> _Your instructions_: All that should come back is the lines of the data below from the one containing "PR #3517, opened 2025-04-17" to the one containing "This is a step", inclusive, exactly as they stand.

> _Supplied data_:

# # # #

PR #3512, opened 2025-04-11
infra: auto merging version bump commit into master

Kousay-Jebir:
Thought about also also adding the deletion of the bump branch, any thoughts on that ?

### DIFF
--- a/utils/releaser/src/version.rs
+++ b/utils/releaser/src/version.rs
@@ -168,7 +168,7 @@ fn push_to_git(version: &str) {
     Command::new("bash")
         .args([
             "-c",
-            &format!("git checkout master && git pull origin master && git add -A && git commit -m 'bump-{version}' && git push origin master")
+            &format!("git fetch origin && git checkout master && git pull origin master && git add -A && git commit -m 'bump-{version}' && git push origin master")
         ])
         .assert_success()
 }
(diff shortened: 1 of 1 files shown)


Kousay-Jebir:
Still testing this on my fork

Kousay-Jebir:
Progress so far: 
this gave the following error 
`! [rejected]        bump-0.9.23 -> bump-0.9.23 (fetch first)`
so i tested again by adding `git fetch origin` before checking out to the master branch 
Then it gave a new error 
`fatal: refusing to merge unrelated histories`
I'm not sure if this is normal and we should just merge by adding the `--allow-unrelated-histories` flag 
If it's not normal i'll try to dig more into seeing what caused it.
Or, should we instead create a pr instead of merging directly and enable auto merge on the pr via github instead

# # # #

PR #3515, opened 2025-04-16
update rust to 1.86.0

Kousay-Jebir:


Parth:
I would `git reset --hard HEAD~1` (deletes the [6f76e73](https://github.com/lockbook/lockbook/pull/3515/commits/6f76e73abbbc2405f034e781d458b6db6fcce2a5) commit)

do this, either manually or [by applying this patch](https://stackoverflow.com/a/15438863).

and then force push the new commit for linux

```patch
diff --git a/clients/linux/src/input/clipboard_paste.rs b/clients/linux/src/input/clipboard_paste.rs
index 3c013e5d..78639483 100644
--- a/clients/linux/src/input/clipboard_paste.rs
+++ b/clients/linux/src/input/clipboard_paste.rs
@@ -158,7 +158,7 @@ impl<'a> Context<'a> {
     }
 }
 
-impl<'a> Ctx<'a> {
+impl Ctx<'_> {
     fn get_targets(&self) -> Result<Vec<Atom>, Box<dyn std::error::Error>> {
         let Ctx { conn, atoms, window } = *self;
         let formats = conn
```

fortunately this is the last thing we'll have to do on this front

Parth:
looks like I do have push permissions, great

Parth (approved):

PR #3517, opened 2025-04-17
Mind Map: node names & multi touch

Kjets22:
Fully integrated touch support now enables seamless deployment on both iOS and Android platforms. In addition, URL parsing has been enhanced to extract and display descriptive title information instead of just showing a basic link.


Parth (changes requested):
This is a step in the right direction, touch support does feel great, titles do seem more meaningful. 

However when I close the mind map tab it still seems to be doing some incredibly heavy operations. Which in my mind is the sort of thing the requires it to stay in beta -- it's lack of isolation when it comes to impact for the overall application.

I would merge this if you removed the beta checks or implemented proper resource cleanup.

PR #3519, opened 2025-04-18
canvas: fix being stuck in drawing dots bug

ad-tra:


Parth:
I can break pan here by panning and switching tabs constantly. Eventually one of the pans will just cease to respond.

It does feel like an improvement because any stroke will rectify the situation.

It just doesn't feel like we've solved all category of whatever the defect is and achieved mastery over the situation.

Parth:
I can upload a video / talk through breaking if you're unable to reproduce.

# # # #

> _Result for this exercise_:
PR #3517, opened 2025-04-17
Mind Map: node names & multi touch

Kjets22:
Fully integrated touch support now enables seamless deployment on both iOS and Android platforms. In addition, URL parsing has been enhanced to extract and display descriptive title information instead of just showing a basic link.


Parth (changes requested):
This is a step in the right direction, touch support does feel great, titles do seem more meaningful. 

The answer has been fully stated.